**TASK BRIEF:**
Below are the records; count how many of their lines carry "Running" and give only the number.

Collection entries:
.....

PR #187, opened 2022-04-10
Make log form closer to web form

### LINKED ISSUE #158: Logs fixes
1. Logs let you submit mostly empty records
Logs only require a date be set and everything else can be empty.
We should have minimum info that is required consistent w the webform.
All fields are required other than 
- handler
- life satisfaction type questions, details
2. Radio buttons don't bring up the satisfaction question options based on which radio button is selected
I only see "life satisfaction"

Below is what the webforms look like:
Team Facilitator
https://www.tfaforms.com/4819325
image

Client
https://www.tfaforms.com/4821671
image

deb761:
Made fields required and added missing fields to form.

# Issues Closed
#158

image

image

### DIFF
--- a/cumulusci.yml
+++ b/cumulusci.yml
@@ -47,8 +47,8 @@ flows:
                 task: assign_permission_sets
                 options:
                     api_names: Atlas_Super_User
-            3:
-                task: load_dataset
+            # 3:
+            #     task: load_dataset
     config_dev:
         steps:
             1:
--- a/force-app/main/default/lwc/logFormCmp/logFormCmp.html
+++ b/force-app/main/default/lwc/logFormCmp/logFormCmp.html
@@ -6,93 +6,144 @@
         onclose={handleClose}
     >
         <div slot="body">
-            <lightning-radio-group
+            <lightning-checkbox-group
                 name="role"
                 label="Role"
                 options={options}
                 value={roles}
                 onchange={handleChange}
             >
-            </lightning-radio-group>
+            </lightning-checkbox-group>
             <lightning-record-edit-form
-                object-api-name="Log__c"
+                object-api-name={objectName}
                 class="slds-scrollable"
                 style="height: 25rem"
                 layout-type="full"
                 record-id={recordId}
             >
-                <div class="slds-grid">
+                <div class="slds-grid slds-wrap">
                     <div class="slds-col slds-size_1-of-2">
-                        <!-- Your lightning-input-field components here -->
                         <lightning-input-field
                             field-name={fields.date}
                             class="category slds-p-bottom_medium"
                         ></lightning-input-field>
+                    </div>
+                    <div
+                        if:false={isSubmitter}
+                        class="slds-col slds-size_1-of-2"
+                    >
+                        <lightning-input-field
+                            field-name={fields.submitter}
+                            class="category slds-p-bottom_medium"
+                        ></lightning-input-field>
+                    </div>
+                    <div if:false={isClient} class="slds-col slds-size_1-of-2">
+                        <lightning-input-field
+                            field-name={fields.client}
+                            class="category slds-p-bottom_medium"
+                        ></lightning-input-field>
+                    </div>
+                    <div class="slds-col slds-size_1-of-2">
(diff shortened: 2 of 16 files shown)


atlasjen:
I tried to build this to a fresh dev org and it failed, i believe in pushing data, but please confirm before i do a merge.
                    ------------------------------------------------------------
                    Running task: dx_push
                    ------------------------------------------------------------

                    Options:
                      command: force:source:push
[04/14/22 22:05:06] Beginning task: SFDXOrgTask

                    Running command: sfdx force:source:push -u test-htcwmoaec25n@example.com
[04/14/22 22:05:08] *** Pushing v50.0 metadata with SOAP API v53.0 connection ***
[04/14/22 22:06:13]
[04/14/22 22:06:14] === Component Failures [2]
                    Type   Name            Problem
                    ─────  ──────────────  ───────────────────────────────────────────────────────────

.....

**OUTPUT BELOW:**
2